Retype the listing without any alteration.

*** Opening Exercise materials ***

PR #1192, opened 2021-01-14
Validate ATs before writing to MSALCPP cache

iambmelt:
Impetus:
https://identitydivision.visualstudio.com/Engineering/_workitems/edit/1221073/

In this PR:
- Reenables `MsalOAuth2TokenCache` tests previously disabled due to mysterious failures on Travis-CI infrastructure
- Adds AT validation when saving via `MsalCppOAuth2TokenCache`

### DIFF
--- a/changelog.txt
+++ b/changelog.txt
@@ -1,6 +1,5 @@
 vNext
 ----------
-
 - Add requested_claims to access tokens, and allow credentials to be filtered by RC (#1187)
 - Sends CP version to ESTS and handle WebCP uri. (#1137)
 - Check for eligible for caching when putting command in executing command map
@@ -13,6 +12,7 @@ vNext
 - Remove connection close from http request to AUTHORIZATION_CODE_NOT_EXCHANGED_FOR_TOKEN issue on emulators.
 - Replace deprecated HttpRequest.sendGet usage with HttpClient.get (#1038)
 - Replace deprecated HttpRequest.sendPost usage with HttpClient.post (#1037)
+- (MSALCPP) Validate ATs before persisting to the cache (#1192)
 
 Version 3.0.8
 ----------
--- a/common/src/androidTest/java/com/microsoft/identity/common/MsalCppOAuth2TokenCacheTest.java
+++ b/common/src/androidTest/java/com/microsoft/identity/common/MsalCppOAuth2TokenCacheTest.java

*** Closing Exercise materials ***

Solved problem:
PR #1192, opened 2021-01-14
Validate ATs before writing to MSALCPP cache

iambmelt:
Impetus:
https://identitydivision.visualstudio.com/Engineering/_workitems/edit/1221073/

In this PR:
- Reenables `MsalOAuth2TokenCache` tests previously disabled due to mysterious failures on Travis-CI infrastructure
- Adds AT validation when saving via `MsalCppOAuth2TokenCache`

### DIFF
--- a/changelog.txt
+++ b/changelog.txt
@@ -1,6 +1,5 @@
 vNext
 ----------
-
 - Add requested_claims to access tokens, and allow credentials to be filtered by RC (#1187)
 - Sends CP version to ESTS and handle WebCP uri. (#1137)
 - Check for eligible for caching when putting command in executing command map
@@ -13,6 +12,7 @@ vNext
 - Remove connection close from http request to AUTHORIZATION_CODE_NOT_EXCHANGED_FOR_TOKEN issue on emulators.
 - Replace deprecated HttpRequest.sendGet usage with HttpClient.get (#1038)
 - Replace deprecated HttpRequest.sendPost usage with HttpClient.post (#1037)
+- (MSALCPP) Validate ATs before persisting to the cache (#1192)
 
 Version 3.0.8
 ----------
--- a/common/src/androidTest/java/com/microsoft/identity/common/MsalCppOAuth2TokenCacheTest.java
+++ b/common/src/androidTest/java/com/microsoft/identity/common/MsalCppOAuth2TokenCacheTest.java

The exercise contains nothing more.